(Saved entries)

_ _ _ _ _ _ _

PR #7214, opened 2023-08-23
fix: null check on elapsedTime for some browsers

just-toby:
hotfix #7213  to reduce the error counts in prod

### DIFF
--- a/src/tracing/utils.ts
+++ b/src/tracing/utils.ts
@@ -2,7 +2,8 @@
  * Returns the time elapsed between page load and now.
  * @param markName the identifier for the performance mark to be created and measured.
  */
-export function calculateElapsedTimeWithPerformanceMark(markName: string): number {
+export function calculateElapsedTimeWithPerformanceMark(markName: string): number | undefined {
   const elapsedTime = performance.mark(markName)
+  if (!elapsedTime) return undefined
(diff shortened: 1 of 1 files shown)


src/tracing/utils.ts
```diff
@@ -2,7 +2,8 @@
  * Returns the time elapsed between page load and now.
  * @param markName the identifier for the performance mark to be created and measured.
  */
-export function calculateElapsedTimeWithPerformanceMark(markName: string): number {
+export function calculateElapsedTimeWithPerformanceMark(markName: string): number | undefined {
   const elapsedTime = performance.mark(markName)
+  if (!elapsedTime) return undefined
```
zzmp, line 7: This makes sense as a hotfix. For a more permanent fix (to `main`) do we want to find some other way to get at this value, so we're not just cutting some browsers out of our metrics?

zzmp (changes requested):

src/tracing/utils.ts
just-toby: @zzmp yes this PR is going to `releases/prod`, #7213 is the PR to main

zzmp (approved):

JFrankfurt (approved):

PR #7215, opened 2023-08-23
chore: adds e2e test for when usd quote fetch fails

JackShort:
* adds an e2e test for when fetching usd quote fails on swap

_Linear ticket:_https://linear.app/uniswap/issue/WEB-2097/e2e-test-for-inability-to-fetch-usd-quote-fiat-value-for-a-token-in


src/components/CurrencyInputPanel/SwapCurrencyInputPanel.tsx
```diff
@@ -312,7 +312,13 @@ export default function SwapCurrencyInputPanel({
           <FiatRow>
             <RowBetween>
               <LoadingOpacityContainer $loading={loading}>
-                {fiatValue && <FiatValue fiatValue={fiatValue} priceImpact={priceImpact} />}
+                {fiatValue && (
+                  <FiatValue
+                    fiatValue={fiatValue}
+                    priceImpact={priceImpact}
+                    testId={`fiat-value-${id === InterfaceSectionName.CURRENCY_INPUT_PANEL ? 'input' : 'output'}-panel`}
```
gnewfield, line 319: Is it necessary to name the input and output panels differently? An alternative might be to select both and index them:
```
// input panel
cy.get(getTestSelector('fiat-value-panel')).eq(0)
// output panel
cy.get(getTestSelector('fiat-value-panel')).eq(1)
```
I think it's good to limit the business logic in components as much as possible.

gnewfield: Additionally, would this allow us to remove `testId` as a prop and just statically apply it inside of `FiatValue`, instead of passing it down as a dynamic value from `SwapCurrencyInputPanel`?

gnewfield (changes requested):
Sorry meant to start a review on my other comment. Please see for details.

gnewfield (approved):

cypress/e2e/swap/errors.test.ts
```diff
@@ -116,4 +116,15 @@ describe('Swap errors', () => {
       getBalance(DAI).should('be.closeTo', initialBalance + 200, 1)
     })
   })
+
+  it('inability to fetch usd quote', () => {
```
zzmp, line 120:
```suggestion
  it('insufficient liquidity', () => {
```

src/components/CurrencyInputPanel/SwapCurrencyInputPanel.tsx
zzmp:
```suggestion
                    testId={`fiat-value-${id}`}
```

zzmp (approved):
lgtm - a few little nits to simplify things

tinaszheng (approved):

Issue #825, opened 2020-11-18
[Proposal]: Import & Export route from OpenAPI Specification3.0


liuxiran:
Please answer these questions before submitting your issue.

- Why do you submit this issue?
- [x] Feature or performance improvement

Refer to https://github.com/apache/apisix-dashboard/issues/611 
___
### Why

_ _ _ _ _ _ _

--- Exercise ---
Each entry is to be given again, exactly as it stands.

--- Solution for this problem ---
PR #7214, opened 2023-08-23
fix: null check on elapsedTime for some browsers

just-toby:
hotfix #7213  to reduce the error counts in prod

### DIFF
--- a/src/tracing/utils.ts
+++ b/src/tracing/utils.ts
@@ -2,7 +2,8 @@
  * Returns the time elapsed between page load and now.
  * @param markName the identifier for the performance mark to be created and measured.
  */
-export function calculateElapsedTimeWithPerformanceMark(markName: string): number {
+export function calculateElapsedTimeWithPerformanceMark(markName: string): number | undefined {
   const elapsedTime = performance.mark(markName)
+  if (!elapsedTime) return undefined
(diff shortened: 1 of 1 files shown)


src/tracing/utils.ts
```diff
@@ -2,7 +2,8 @@
  * Returns the time elapsed between page load and now.
  * @param markName the identifier for the performance mark to be created and measured.
  */
-export function calculateElapsedTimeWithPerformanceMark(markName: string): number {
+export function calculateElapsedTimeWithPerformanceMark(markName: string): number | undefined {
   const elapsedTime = performance.mark(markName)
+  if (!elapsedTime) return undefined
```
zzmp, line 7: This makes sense as a hotfix. For a more permanent fix (to `main`) do we want to find some other way to get at this value, so we're not just cutting some browsers out of our metrics?

zzmp (changes requested):

src/tracing/utils.ts
just-toby: @zzmp yes this PR is going to `releases/prod`, #7213 is the PR to main

zzmp (approved):

JFrankfurt (approved):

PR #7215, opened 2023-08-23
chore: adds e2e test for when usd quote fetch fails

JackShort:
* adds an e2e test for when fetching usd quote fails on swap

_Linear ticket:_https://linear.app/uniswap/issue/WEB-2097/e2e-test-for-inability-to-fetch-usd-quote-fiat-value-for-a-token-in


src/components/CurrencyInputPanel/SwapCurrencyInputPanel.tsx
```diff
@@ -312,7 +312,13 @@ export default function SwapCurrencyInputPanel({
           <FiatRow>
             <RowBetween>
               <LoadingOpacityContainer $loading={loading}>
-                {fiatValue && <FiatValue fiatValue={fiatValue} priceImpact={priceImpact} />}
+                {fiatValue && (
+                  <FiatValue
+                    fiatValue={fiatValue}
+                    priceImpact={priceImpact}
+                    testId={`fiat-value-${id === InterfaceSectionName.CURRENCY_INPUT_PANEL ? 'input' : 'output'}-panel`}
```
gnewfield, line 319: Is it necessary to name the input and output panels differently? An alternative might be to select both and index them:
```
// input panel
cy.get(getTestSelector('fiat-value-panel')).eq(0)
// output panel
cy.get(getTestSelector('fiat-value-panel')).eq(1)
```
I think it's good to limit the business logic in components as much as possible.

gnewfield: Additionally, would this allow us to remove `testId` as a prop and just statically apply it inside of `FiatValue`, instead of passing it down as a dynamic value from `SwapCurrencyInputPanel`?

gnewfield (changes requested):
Sorry meant to start a review on my other comment. Please see for details.

gnewfield (approved):

cypress/e2e/swap/errors.test.ts
```diff
@@ -116,4 +116,15 @@ describe('Swap errors', () => {
       getBalance(DAI).should('be.closeTo', initialBalance + 200, 1)
     })
   })
+
+  it('inability to fetch usd quote', () => {
```
zzmp, line 120:
```suggestion
  it('insufficient liquidity', () => {
```

src/components/CurrencyInputPanel/SwapCurrencyInputPanel.tsx
zzmp:
```suggestion
                    testId={`fiat-value-${id}`}
```

zzmp (approved):
lgtm - a few little nits to simplify things

tinaszheng (approved):

Issue #825, opened 2020-11-18
[Proposal]: Import & Export route from OpenAPI Specification3.0


liuxiran:
Please answer these questions before submitting your issue.

- Why do you submit this issue?
- [x] Feature or performance improvement

Refer to https://github.com/apache/apisix-dashboard/issues/611 
___
### Why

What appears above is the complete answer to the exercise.